Here we first select a subset of data containing variables mentioned above and then standardize all subset data so that each column has a mean if 0 and variance of 1. Then we randomly draw fifty rows from the subset to generate the biplot above.
We can see that arrival delay is highly correlated with departure delay, which is expected as if a flight is delayed for departure, then it is also likely to delay for arrival, given the distance is fixed. It is noticeable that arrival delay is also highly correlated with taxi out time (The time an aircraft takes off - The time an aircraft departed from the gate). This is also reasonable as departure time is indeed the time that the aircraft departed from the gate, thus the longer the taxi out time, the latter the aircraft actually takes off.
It is also noticeable that wheel time is slightly negatively correlated with arrival delay and distance and air time are nearly uncorrelated with arrival delay time. That suggests that the distance and flight time are not correlated with delay. Also, the slight negative correlation between wheel time and arrival delay time suggest the longer the difference of take off and land time, the less the arrival delay time. It usually happens that aircraft arrive early for Long-haul flights, as expected flight time is usually overstated for unexpected circumstances that may delay the flight during the long journey.
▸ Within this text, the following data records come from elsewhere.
PR #500, opened 2026-04-16
fix(clinical): lab-result unit validation against per-test allow-list

### LINKED ISSUE #248: No unit validation: glucose 200 mg/dL vs mmol/L confusion (fatal)
**Files:** packages/shared-types/src/clinical-data.ts:171-256; medical-validation.ts:99-127

System accepts numeric labs without enforcing the unit matches expected. mg/dL vs mmol/L glucose ambiguity is a known sentinel-event source.

**Fix:** Per-test allowed units enum; reject/warn on mismatch.

blamechris:
## Summary
- \`CommonLabTest\` reference entries gain optional \`allowed_units: string[]\`.
- Populated for **Glucose, BUN, Creatinine, Calcium** (canonical mg/dL only) and **Sodium, Potassium, Chloride, CO2** (accept both mEq/L and mmol/L).
- \`validateLabResult\`:
  - allow-listed test + unit not in list → **error** (reject)
  - non-allow-listed test + unit mismatch → **warning**
  - allow-listed test + no unit at all → **error** (ambiguous)

## Why
Glucose submitted as 200 mmol/L is fatal at mg/dL dosing — the 18:1 ratio for glucose and 88.4:1 for creatinine make unit confusion one of the classic sentinel-event sources in inpatient systems.

## Test plan
- [x] 6 new tests: reject glucose in mmol/L, accept canonical, reject no-unit glucose, accept both K units, warn-not-error on non-allow-listed mismatch
- [x] Existing WBC tests migrated from \"10^3/uL\" synonym to canonical \"K/uL\"
- [x] \`pnpm --filter @carebridge/medical-logic test\` — 144/144 passing

Closes #248

### DIFF
--- a/packages/medical-logic/src/__tests__/medical-validation.test.ts
+++ b/packages/medical-logic/src/__tests__/medical-validation.test.ts
@@ -131,21 +131,19 @@ describe("validateMedicationDose", () => {
 
 describe("validateLabResult", () => {
   it("returns valid for value in typical range", () => {
-    const result = validateLabResult("WBC", 7.5, "10^3/uL");
+    const result = validateLabResult("WBC", 7.5, "K/uL");
     expect(result.valid).toBe(true);
     expect(result.warnings).toHaveLength(0);
   });
 
   it("warns on value below typical range", () => {
-    const result = validateLabResult("WBC", 1.0, "10^3/uL");
-    expect(result.warnings.length).toBeGreaterThan(0);
-    expect(result.warnings[0]).toContain("below typical range");
+    const result = validateLabResult("WBC", 1.0, "K/uL");
+    expect(result.warnings.some((w) => w.includes("below typical range"))).toBe(true);
   });
 
   it("warns on value above typical range", () => {
-    const result = validateLabResult("WBC", 50.0, "10^3/uL");
-    expect(result.warnings.length).toBeGreaterThan(0);
-    expect(result.warnings[0]).toContain("above typical range");
+    const result = validateLabResult("WBC", 50.0, "K/uL");
+    expect(result.warnings.some((w) => w.includes("above typical range"))).toBe(true);
   });
 
   it("returns valid for unknown test name (no reference data)", () => {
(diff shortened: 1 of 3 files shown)


blamechris:
## Summary
This PR adds an optional `allowed_units: string[]` to `CommonLabTest` reference entries and teaches `validateLabResult` to reject unit mismatches on high-stakes tests (Glucose/BUN/Creatinine/Calcium: strict mg/dL; Na/K/Cl/CO2: mEq/L or mmol/L). Motivation is correctly framed around the ~18:1 glucose and ~88.4:1 creatinine conversion factors — this is a real class-of-event fix, not a stylistic one. Well-scoped change, clean typing, six new tests, existing WBC tests migrated off the `10^3/uL` synonym to the canonical `K/uL`. No AI/Claude attribution in diff.

## Strengths
- The two-tier behavior (strict allow-list → error, no allow-list → warning) is the right call and matches how a clinician would triage "unknown unit on a Potassium" versus "unexpected unit on an Albumin."
- Distinguishing *missing unit* from *wrong unit* in the error message is good UX; the ambiguity failure mode is exactly the sentinel-event shape.
- JSDoc on `CommonLabTest` spells out *when* to populate `allowed_units`, so future contributors have a principled rule for new entries.
- Scope discipline — only the lab reference map and validator changed, no shotgun refactor of FHIR/UCUM code.

## Issues
1. **Unit comparison is exact-string, case-sensitive, whitespace-sensitive.** `"MG/DL"`, `"mg/dl"`, `"mg / dL"`, or `" mg/dL"` all fail. FHIR inbound bundles and HL7 v2 feeds routinely normalize to lower-case UCUM (`"mg/dl"` is common in legacy data). A trimmed + case-insensitive compare, or a single `normalizeUnit()` helper, would eliminate a whole class of false-reject bugs with no loss of safety. This is a real issue — it will bite on the first real-world FHIR import.
2. **Allow-list strings are display forms, not UCUM codes** — and the codebase already has a UCUM mapping table (`services/fhir-gateway/src/generators/observation.ts:11` `UNIT_TO_UCUM`) that converts `"mEq/L" → "meq/L"`, `"K/uL" → "10*3/uL"`. A FHIR `Observation.valueQuantity.code = "meq/L"` (canonical UCUM) coming back through an ingest path would be rejected by this validator because the allow-list only contains `"mEq/L"`. The validator and the UCUM map should share a normalization layer — otherwise the two representations will drift.
3. **Missing-unit → hard error has no current upstream caller that legitimately omits unit** (`createLabPanelSchema` requires `unit.min(1)`), so the error path is defensive-only today — which is fine, but worth a code comment noting that if any future caller (e.g. a manual-entry UI with a separate unit dropdown) constructs a `LabResult` without a unit *pre-validation*, it will fail here. Not a blocker, just a landmine to flag.
4. **HbA1c falls into the warning path with no allow-list**, and the test explicitly asserts `"mmol/mol"` produces a warning. In reality, `mmol/mol` is the IFCC international standard and 5.5 mmol/mol is a legitimate value — warning on it is correct behavior *today* (it flags a unit the system doesn't interpret) but will become spurious once CareBridge supports IFCC. Consider adding `HbA1c: { ..., allowed_units: ["%", "mmol/mol"] }` now with a conversion note, or leaving a TODO — otherwise the warning will accumulate noise for international sites.

## Deferred Items
- Wire `validateLabResult` into `labRepo.createLabPanel` and `medlens-bridge.importLabs` as a pre-insert gate. Today the allow-list is advisory — nothing stops persistence of `Glucose + mmol/L`. (Tracking issue to be filed.)
- Centralize unit normalization: a `normalizeUnit(u: string): string` helper used by both the FHIR generator's `UNIT_TO_UCUM` map and `validateLabResult`, so display-form and UCUM-form of the same unit are interchangeable. (Tracking issue to be filed.)
- Broaden HbA1c to accept `mmol/mol` now, before international data lands. (Tracking issue to be filed.)

## Verdict
**Approve with follow-ups.** The safety logic is correct and the scope is tight. The case-sensitivity and UCUM-form gap are real and will produce false rejects on real FHIR data, but they're incremental fixes on top of this PR, not reasons to block the allow-list itself. Merge, then land the three follow-up issues before wiring the validator into any write path.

Thus the general trend is that flight distance and flight time isn’t correlated with arrival delay.
4.3 Exploratory data analysis on flights’ delay reason:
This section focuses on the flights’ delay reason We want to visualize relationships between the cause of delay and other flights information, like flight origins, destinations and the quarter of the flights.
Alluvial Plot for Delay Reason, Origin and Destination
We first want to know if different delay reason dominates in different origins and destinations, so we drew an alluvial plot between orgin state, delay reason, and destination state to check.
We found including every state makes the plot too dense to gain any findings, so we tried to find the top three states among the orgins and destinations and replot with only airlines between these states.
From the new alluvial plot, we find most delayed airlines are caused by carrier and late aircraft delay, and Texas has largest quantity of delayed airlines.
Checking by origin state, carrier delay and late aircraft delay dominates in flights departured from California and Florida, while the delayed flights departured from Texas has various reasons. Looking into destination states, delayed airlines in these three states all have different causes while carrier delay still dominates in California, late aircraft delay dominates in Florida, and most NAS delay airlines lands in Texas.
Stacked Bar Plot for Delay Reason and Flight Time in Quarter
Next, we want to find if the delay reason varies in quarters, and we will make a stacked bar plot to check.
From the stacked bar plot, we found the delay time caused by security is the shortest and most delays are caused by carrier and late aircraft.
And in the fourth quarter, carrier causes even longer delay time than other quarters, we think this may because during winter, low temperature will raise the aircraft damage risk and takes longer time to check and fix, and therefore makes longer delay time.
And we found in the first quarter, the NAS delay time is much longer, and we think this may because during the first quarter, many people may just return work after Christmas and new year holiday, so there may be heavy traffic volume.
We also found in the third quarter, weather causes longer delay time than other quarters, we think this is related to the frequent storm and fog during the third quarter.